Exercise brief: Starting at the line that holds "Remove deadlock pattern" and stopping at the line that holds "-144,6 +144,7 @@", restate the records below word for word, with both of those lines included.

Data excerpts:
******************************

PR #857, opened 2023-06-27
fix: deadlock pattern in dynamic sdk-name assignment

supervacuus:
We recently introduced a deadlock in `sentry_init()` when implementing dynamic SDK names. This was the reason for the uptick in build timeouts in the CI (which was almost exclusively due to `TEST(concurrent_init)` being stuck). Sorry, I missed that during the review.

I also increased the concurrency in the test so that there is a higher chance of triggering such cases. The current level should be high enough for CI. I need to up that considerably on my machines to catch the issue.

### DIFF
--- a/CHANGELOG.md
+++ b/CHANGELOG.md
@@ -1,5 +1,11 @@
 # Changelog
 
+## Unreleased
+
+**Fixes**:
+
+- Remove deadlock pattern in dynamic sdk-name assignment ([#857](https://github.com/getsentry/sentry-native/pull/857))
+
 ## 0.6.4
 
 **Fixes**:
--- a/CONTRIBUTING.md
+++ b/CONTRIBUTING.md
@@ -144,6 +144,7 @@ The example currently supports the following commands:
 - `discarding-before-send`: Installs a `before_send()` callback that discards the event.
 - `on-crash`: Installs an `on_crash()` callback that retains the crash event. 
 - `discarding-on-crash`: Installs an `on_crash()` callback that discards the crash event.
+- `override-sdk-name`: Changes the SDK name via the options at runtime.
 
 Only on Windows using crashpad with its WER handler module: 
 
--- a/examples/example.c
+++ b/examples/example.c
@@ -218,6 +218,10 @@ main(int argc, char **argv)
             options, discarding_on_crash_callback, NULL);
     }
 
+    if (has_arg(argc, argv, "override-sdk-name")) {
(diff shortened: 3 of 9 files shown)


markushi (approved):
Nice catch, thanks for getting this fixed. Can you estimate how severe this issue is for mobile SDKs? If this has a bigger impact I'm happy to help you getting this shipped for all relevant mobile SDKs.

supervacuus:
> Nice catch, thanks for getting this fixed. Can you estimate how severe this issue is for mobile SDKs? If this has a bigger impact I'm happy to help you getting this shipped for all relevant mobile SDKs.

It is hard to say, but I don't think this will affect many. 

The `options` lock is a recursive mutex so you can go pretty wild with nested locking solely on `options`. Also, the `options` lock usually is short-lived because it only guards the access to the ref-count to retrieve a read-only reference. The nesting of options -> scope -> options is generally a lousy pattern if one thread acquires the scope lock before another locks options at the start of `sentry_init()` 😓 .

How realistic this is on the Mobile SDKs depends on how they interact with the Native SDK (threads already running that could access scope-related functions before another thread calls `sentry_init()`, for instance... I think we talked about this recently). I don't know if the last ANR was a rare case or if there is an uptick, like in our CI.

In any case, we can release it immediately, but I am unsure if it is urgent.

The other aspect is that with the current change, you must ensure that the global scope hasn't been touched before `sentry_init()` or the initialization defaults to the build-time SDK name.

We can change this by not setting the dynamic SDK name in `get_scope()` at all but rather doing it in the `SENTRY_WITH_SCOPE_MUT` in `sentry_init()`. This way, we could eliminate the `options` path towards `get_scope()` and an optionally set `sdk_name` will always overwrite the scope in `sentry_init()`. WDYT?

supervacuus:
> We can change this by not setting the dynamic SDK name in `get_scope()` at all but rather doing it in the `SENTRY_WITH_SCOPE_MUT` in `sentry_init()`. This way, we could eliminate the `options` path towards `get_scope()` and an optionally set `sdk_name` will always overwrite the scope in `sentry_init()`. WDYT?

Just in case it is unclear: this would mean we would have to keep the `client_sdk` unfrozen in `get_scope()` and freeze it in `sentry_init()` together with setting the `sdk_name`. It boils down to these two options (they are two sides of a coin).

bitsandfoxes:
Superseded by https://github.com/getsentry/sentry-native/pull/858/files

Issue #1852, opened 2026-07-09
Native: optimize backend startup on Linux


jpnurmi:
crashpad vs. native startup should be comparable

### Local

```sh
$ pytest -v tests/benchmark.py::test_benchmark_backend -k "crashpad or native"
...
tests/benchmark.py::test_benchmark_backend[crashpad] PASSED
Min 1.465ms, Max 1.637ms, Mean 1.536ms, StdDev 0.079ms, Median 1.506ms, CPU 0.357ms
tests/benchmark.py::test_benchmark_backend[native] PASSED
Min 5.710ms, Max 7.042ms, Mean 6.445ms, StdDev 0.617ms, Median 6.579ms, CPU 2.677ms
```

******************************

Answer space:
+- Remove deadlock pattern in dynamic sdk-name assignment ([#857](https://github.com/getsentry/sentry-native/pull/857))
+
 ## 0.6.4
 
 **Fixes**:
--- a/CONTRIBUTING.md
+++ b/CONTRIBUTING.md
@@ -144,6 +144,7 @@ The example currently supports the following commands:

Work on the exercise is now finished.